I'll expound on another question I raised recently:
What if instead of narrowly defining love, we blessed love in every form?
Just like creativity, the church at times can narrowly define what is permissible, particularly when it comes to love. And, traditionally, love has looked like a heterosexual marriage.
But, love clearly exists outside those boundaries. There is love between friends, love between family members, and love between God and humans. This is why English sucks when it comes to translating the three Greek words used for love in the New Testament:
- Eros is an erotic love, often used to describe sexual feelings between two unequal partners.
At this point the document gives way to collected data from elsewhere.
PR #981, opened 2026-07-02
feat(workflow): runtime bind-health detector (pre-hard-flip hardening, Track 4)

JBailes:
## Runtime bind-health detector (pre-hard-flip hardening, Track 4)

Overnight Track-4 item. The design roundtable ruled ([30]) that a hard flip needs a **runtime** signal that enforcement is actually firing, and ([9]) that *"a detector that only logs gets ignored."*

This catches a **silently-inert enforce path**: the dial is on and enforced-routed turns are arriving, but nothing ever binds — the exact class of regression this whole initiative fixed (pre-S4, the tmux primary bound nothing).

- Two atomic counters in the bind path: **enforced-routes-seen** (once an enforced route is confirmed) and **binds-done**.
- **WARN once** when ≥3 enforced routes have occurred with **0 binds**: *"the tmux primary enforce path appears INERT (S2 not firing)."*
- **No idle false-positive**: only *enforced* routes are counted, so an idle server (no turns) never warns.
- **Not spammy**: CAS-guarded flag fires the WARN at most once.

Complements the boot-time posture log (#980) with **runtime** detection: posture catches the flag-on/dial-off misconfig at boot; this catches the wiring going inert while turns are flowing.

### Verification
- `test_wfe_bind_ingress`: 3 enforced routes / 0 binds → warned; any bind → never warns.
- Full `make unit-tests`, `aimee-server` link, `make lint` green. (`log.o` added to the test link — the detector calls `aimee_log`.)

### DIFF
--- a/src/tests/Rules.mk
+++ b/src/tests/Rules.mk
@@ -1344,7 +1344,7 @@ $(TESTPREFIX)/unit-test-wfe-advance: $(OBJDIR)/tests/test_wfe_advance.o \
 
 # S2 binding seam: auth-token->sid parser + idempotent interactive bind.
 $(TESTPREFIX)/unit-test-wfe-bind-ingress: $(OBJDIR)/tests/test_wfe_bind_ingress.o \
-                                    $(OBJDIR)/workflow/wfe_bind_ingress.o $(OBJDIR)/workflow/wfe_enforce.o \
+                                    $(OBJDIR)/workflow/wfe_bind_ingress.o $(OBJDIR)/log.o $(OBJDIR)/workflow/wfe_enforce.o \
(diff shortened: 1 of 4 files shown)


JBailes:
Roundtable (degraded, 2 items) — both addressed by a redesign:
- **[1] blind-to-regression** (lifetime `binds==0` goes blind after the first bind) and **[0] cross-counter TOCTOU** — fixed by a **single counter: enforced-routes-since-the-last-bind**, reset on every bind (which re-arms the warn). Now catches *never-worked* **and** *regressed-after-working*, with no cross-counter race.
- Test adds the working-path (interleaved binds → no warn) + regression-re-detect cases.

In Greek mythology, Eros was known as the god of love, lust, and sex.
- Philia is a love like that between brothers, sisters or friends, and is usually nonsexual in nature.
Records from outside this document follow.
PR #982, opened 2026-07-02
feat(workflow): native-tool externalization classifier (shell-tool-bypass, tracks 2+3 PR-A)

JBailes:
## Native-tool externalization classifier (tracks 2+3, PR-A)

The pure-policy core of the **shell-tool-bypass** fix that `wfe_externalization.h` explicitly calls out as a tracked follow-on: *"externalization performed THROUGH a general shell tool (a Bash tool running `git push` / a remote `curl`) is not caught by name-matching."*

`wfe_native_tool_externalizes(tool_name, command)` classifies a primary agent's **native** tool call as a *known* externalization:
- a named externalization primitive (`wfe_is_externalization_tool`) or web/egress tool (`WebFetch`/…);
- a **shell** tool (`Bash`/`sh`/`run_command`/…) whose command matches a known pattern: git remote write (`push`/`send-email`/`remote add|set-url`), a `gh` **mutation** (pr create|merge|comment|edit / release / issue create|comment|close / api), a package publish (npm/yarn/pnpm/cargo/twine/docker/gem/poetry), a remote transfer (scp/sftp/rsync/ssh), or a fetcher (curl/wget/nc/…) to an explicit **non-loopback** URL.

Word-boundary matching (leading **and** trailing) so `git pushd`, read-only `gh pr view`, and local `curl http://localhost` do **not** false-positive.

### ⚠️ Honest scope (roundtable [1][25][28][35])
This **reduces** the native externalization surface; it does **not** hermetically close it. Obfuscation the string match can't see — subshells (`$()`/backticks/`bash -c`), `base64 -d | sh`, heredocs, shell functions, unenumerated tools — still escapes. **A negative result means "no known pattern", never "safe".** The full seal needs a sandbox (network-off / read-only mounts), tracked separately. The header documents this prominently.

### Verification
- 30+ assertion unit test: externalizing cases caught (push/gh-mutations/publishes/transfers/external-fetch); non-externalizing not false-positived (status/commit/read-only gh/local curl/`git pushd`).
- Pure (no DB); `aimee-server` link + `make lint` (clang-format-19, module-boundary, docs-gen) green. Registered in Makefile + CMake + Rules.mk.

**Next (PR-B):** wire this into the PreToolUse hook (`cmd_hooks pre`) — query the session's S2 binding, and deny (ENFORCE) / log (WARN) an externalizing native tool pre-`gate.deliver`.

PR #843, opened 2026-06-28
docs(proposals): close out central-agent-memory-interception (pending→done)

JBailes:
## What

Closes out the **central-agent-memory-interception** proposal. The feature is built, merged to `testing`, and live-validated on a deployed split server, but the proposal doc was still **State: DRAFT (pre-implementation)** with **no implementation-status section**. This reconciles it and files it to `done/` (with its `.plan.md` companion).

### Shipped (all merged, each roundtable-reviewed before merge)
P1 #794 · P2 #795 · P3 #798 · P4 #802 · v1.1 #804/#806/#808 · v1.2 #809/#811/#813/#815 · e2e fixes #817 (startup segfault) / #819 (split-server wiring) · test-plan fix #829 (per-client scoping). Approved test plan executed: **9/9 unit suites + full split-server e2e (functional/reconcile/fail-open/concurrency/security/Bash/watcher) all PASS.**

### Close-out decision (roundtable-ratified)
A close-out roundtable (6 panelists, 0 failed, not degraded) agreed it may move to `done/` **conditioned on the done record stating the accepted residual risk + GA gates** — the panel's blocking item explicitly offered "a recorded threat model" as the alternative to building the deferred mitigations first. So the done doc now adds a **Close-out scope** section making clear:
- **"Done" ≠ production-ready/GA**, and **not** safe for untrusted/remote/multi-tenant use.
- **GA-blocking gates**, reclassified from generic future-work: untrusted shared-memory prompt-injection provenance (v1 trust model = clients sharing a project are mutually trusted); **RM3/4/8 remote auth/replay before E-PROD**; the `AIMEE_HOOK_CLIENT` cross-client trust boundary (server must authenticate the thin client before multi-principal use); the **Linux-only** backstop platform window (non-Linux = session-start reconcile only); divergence audit counters as the primary drift signal; SHA-256 hash domain (canonicalized body, not raw bytes).

## Verification
- `scripts/check-proposal-reconcile.py` → exit 0
- `scripts/check-proposal-links.py` → exit 0

A roundtable review of this diff will be posted before merge.

PR #984, opened 2026-07-02
feat(server): S2 preventive native-tool gate via the PreToolUse hook (shell-tool bypass, tracks 2+3)

JBailes:
## S2 preventive native-tool gate via the PreToolUse hook (tracks 2+3)

Closes the **shell-tool bypass** that `wfe_externalization.h` flags as a tracked follow-on: an enforced run's pre-delivery externalization guard was *name-only*, so Claude Code's **native** tools (a `Bash` running `git push`, a remote `curl`) escaped it. This wires a **preventive** gate into aimee's **existing deny-capable PreToolUse hook** (`cmd_hooks pre` → the same `emit_pretool_deny_json` channel the central-agent-memory interception uses, #843).

**Flow:** the tmux Claude's PreToolUse hook (`aimee hooks pre`) → resolve the aimee session (from `AIMEE_SESSION_ID`, now stamped into the per-session tmux env) → **authoritatively** query the binding (`db1_wfe_binding_get`) → if bound to an enforced work-item not yet `accepted` (gate.deliver not passed) and the tool is a **known externalization** → **DENY** (hard dial: emit deny + exit) or **WARN** (advisory/soft = warn-soak: log the would-deny to measure false positives before a hard flip).

- **`wfe_native_gate.c`** (pure): `wfe_native_tool_externalizes(tool, command)` + the decision truth table `wfe_native_gate_decision(...)`. Word-boundary = "not a word char" (robust vs `/usr/bin/git push`, `bash -lc 'git push'`, `;`/`}`/tab/quote evasion). Userinfo-bypass fixed (host after `@`); `gh api` dropped (read-by-default FP). *(These were the #982 roundtable findings — that PR is folded in here.)*
- **`cmd_hooks.c`**: `s2_native_gate_pretool` — the wiring. **Fail-closed** on the externalizing surface when the binding is unreadable under a hard global dial.
- **`agent_runtime_tmux.c`**: charset-validated `AIMEE_SESSION_ID` stamp into the tmux CLI env.

### ⚠️ Honest scope (roundtable [1][25][28][35])
**Risk-reduction, not a hermetic seal.** Obfuscation the string match can't see — subshells (`$()`/backticks/`bash -c`), `base64 -d | sh`, heredocs, scheme-less egress (`nc host 443`), `gh api -X POST`, unenumerated tools — still escapes. A negative means "no known pattern", never "safe". The full seal is a sandbox (network-off / read-only mounts), tracked separately. The header documents this prominently.

### Verification
- 40+ classifier/evasion assertions + the decision truth table; full `make unit-tests`, `aimee-server`+`aimee` link, `make lint` green.
- **Next:** a real-Claude E2E denial on an isolated `.253` CT (the roundtable-mandated end-to-end check).


JBailes:
Wiring roundtable (non-degraded, 7/7) — real issues fixed:
- **[16][25][31] security** — raw-string `tool_input` (not a `{command}` object) let Bash externalization slip through. **Fixed:** fall back to inspecting the raw `tool_input` (command text is present; substring match still catches it) → also robust to malformed JSON / OOM ([5][9][26]).
- **[3][24]** — the `AIMEE_SESSION_ID` stamp was unconditional → a delegate got the primary's sid (mis-attribution). **Fixed:** stamp only the primary (`!deleg`).
- **[17][32]** — truncation silently dropped the stamp (fail-open) → now `LOG_WARN`.
- **[1]** — fail-closed + deny/warn audit rows now log the `sid`.
- **[6][14][23]** — documented the fail policy: DB-fault fails **closed** under a hard dial; a cleanly absent binding is allowed ('unknown' ≠ 'none'); a session outside the stamp resolves no binding (inherent env-trust limit).
- **[4]/[20]** — removed unreachable `break`; allow `.` in the sid charset.

Rejected: **[30]** (`sid` *is* in scope — compiles + full suite green), **[0]** (matches the `wfe_block_resolve` precedent), **[8]** (minor TOCTOU, momentarily-correct), **[10]** (`cli_cmd` is aimee-built, not attacker input).

Full unit-tests + server/CLI link + lint green. Real-Claude E2E on an isolated .253 CT next.

JBailes:
**Live E2E validated on .253** — and it caught a real architectural bug: the gate was in the wrong layer. `aimee hooks pre` **forwards to the server's hooks.pre RPC**, so the CLI `cmd_hooks` copy is only the server-unreachable fallback and never ran in the real path. **Fixed:** moved the gate into `handle_hooks_pre` (server.c) via a new module `server/s2_native_gate_hook.c` (deduped the blocked-response builder with the memory-interception path to keep server.c ≤2000).

**E2E results (real server hooks.pre, dial=hard, bound pre-delivery session):**
| command | result |
|---|---|
| `curl` external / `npm publish` / `docker push` | **DENY** (S2 message + audit `DENY … stage=hard`) |
| `git status` / `curl localhost` | allow (no false positive) |
| external `curl` on an **advisory** binding | allow + `WOULD-DENY` audit (warn-soak) |
| external `curl` on an **unbound** session | allow |

The shell-tool bypass is **closed** for the enumerated externalizing commands, with the warn-soak calibration path and no false positives. Full unit-tests + server/CLI link + `make lint` (line-check, module-boundary, docs-gen) green. Torn down.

- Agape is a love that is usually thought of as divine, unconditional, self-sacrificing, active, or thoughtful. Plato and other writers of the time used this word when talking about love in a family or between spouses. Sometimes, the Greek version of the Old Testament, the Septuagint, incorrectly translates the Hebrew word for love with agape, even though contextually philia or eros would have worked better.
Those of us who have been in love know that it is a deep feeling that can't be completely captured with words. It is intense and personal and while it definitely has manifestations, it can never be consistently expressed by every person who experiences it. Love between one couple may look like kind words and passionate kisses while another couple may never say a word as their hearts communicate on another level.
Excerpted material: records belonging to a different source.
PR #1107, opened 2026-07-06
feat(webui): Workflow Actions lifecycle controls + webchat proxy fix

JBailes:
## What

Two commits:

1. **`feat(webui)` (6f2b96f0)** — Workflow Actions lifecycle controls (Start/Pause/Stop/Delete), clickable Logs detail modal, and an in-project proposal picker. Adds `db1_work_item_delete`, `wf_api_item_{pause,resume,stop,delete}` + `/v1` routes, `wfe_autonomy` skip-when-`operator_paused`, and the read-only realpath-confined repo tree/file browser.

2. **`fix(webui)` (this branch)** — the lifecycle controls were dead on arrival: the frontend calls `POST /api/workflow/items/<id>/{pause,resume,stop}` and `DELETE /api/workflow/items/<id>`, and the C `/v1` routes exist, but the **webchat Go proxy** (`handleWorkflowItems`) predated those routes — its switch only mapped `/gate`, `/events`, `/proposal`, and bare-GET. Every lifecycle mutation fell through to `default:` → `{"error":"bad path"}` (HTTP 400). Operator-reported symptom: "bad path" on Stop/Delete (and Start).

## Fix

Add the missing switch cases. pause/resume/stop (body-less POST) and bare-id DELETE forward via `webuserPass` under the caller's webuser identity, mirroring the existing read forwarding. **Authorization unchanged** — the `/v1` handlers all run `wf_load_for_mutation` (owner-or-operator, fail-closed on empty submitter), same route cap (`CAP_DASHBOARD_READ`) as `/events`/`/proposal`.

## Tests

New `webchat/workflow_test.go`:
- `TestWorkflowItemsLifecycleRouting` — each of pause/resume/stop/delete reaches the correct `/v1` path with the `X-Aimee-Webuser` header and a body-less (Content-Length 0) forward.
- `TestWorkflowItemsRejectsUnmapped` — wrong method on a lifecycle suffix and a mutating method on the bare id path still return 400 "bad path".

Verified **red-before-green**: reverting the new cases reproduces exactly the reported `{"error":"bad path"}` 400. `go build`, `go vet`, and full `go test ./...` for webchat pass.

## Roundtable

Reviewed via aimee roundtable (7 panelists, 0 failed). No blocking correctness bugs — its two "correctness" flags (DELETE case-ordering, nil-body handling) were **rejected at verification** as contradicted. Surviving suggestions addressed: verified the C handler owner-or-operator enforcement out-of-diff, and strengthened the tests (body-less assertion + method-mismatch table).

## Deploy note

The C server already has the `/v1` routes; this fix is in the **webchat Go binary**, which must be rebuilt/redeployed for the controls to work live.

### DIFF
--- a/api/openapi-server-v1.yaml
+++ b/api/openapi-server-v1.yaml
@@ -459,6 +459,56 @@ paths:
           content:
             application/json:
               schema: { type: object }
+  /workflow/repo/tree:
+    get:
+      summary: List directories + .md files under the server's local project checkout (composer proposal browser), path-confined
+      parameters:
+        - name: path
+          in: query
+          required: false
+          schema: { type: string }
+          description: Relative path under the project root ("" = root); rejects .. / symlink escape
+      responses:
+        "200":
+          description: "{path, entries:[{name,type:dir|file}]}"
+          content:
+            application/json:
+              schema: { type: object }
+        "400":
+          description: Path escapes the project root
+          content:
+            application/json:
+              schema: { $ref: '#/components/schemas/ErrorResponse' }
+        "404":
+          description: Not a directory / not found
+          content:
+            application/json:
+              schema: { $ref: '#/components/schemas/ErrorResponse' }
+  /workflow/repo/file:
+    get:
+      summary: Read one .md file under the confined project root (composer proposal browser)
+      parameters:
+        - name: path
+          in: query
+          required: true
+          schema: { type: string }
+          description: Relative .md path under the project root; rejects .. / symlink escape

And all this makes it even more ironic that the church narrowly defines love. The original manuscripts of its founding document use three words for a thing that can't be captured with a thousand words. Why even bother pinning it down?
If the church truly acknowledged love wherever it existed, it would mean that homosexual marriages would need to be blessed. It would mean that relationships that didn't want to carry the legal ramifications of 'marriage' would need to be supported. This would be a shift from how the church has traditionally viewed the idea of love between people. But it could also mean the church is strengthened as more of God's love could be experienced by more people.
If God is love (1 John 4:8), and love is present in relationships far and wide, then is God not there? Why would the church want to deny that love can be present in places other than where a culturally embedded Paul suggested?
It absolutely boggles my mind as to why the church continually seeks to limit the amount and kinds of people it considers worthy to enter its gates, which leads me to Matt's third question of clarification:
What if instead of thinking heaven can be measured in inches, we thought the gates could be flung open wide to let anyone come in?
Why do we feel the need to keep people out? What are we so protective of? We claim to follow a man who continually stretched the boundaries of what the religious institution thought was possible. Why would that be any different today?
Are we hiding something? Is heaven only a set number of square miles and we're worried there won't be enough room for the golf courses and Christian bookstore? I have no doubt some of us will be completely surprised when we see who's there, so why would we try to keep anyone out by imposing our own mandates about what one has to do to pass through St. Peter's rigorous 5-point inspection process?
Many Christians claim an all-powerful God. I do. And for me, this means that God can do anything - including 'saving' people I don't think are worth saving. Which is why the gates will be as wide open as can be. They need to be if I'm going to get in.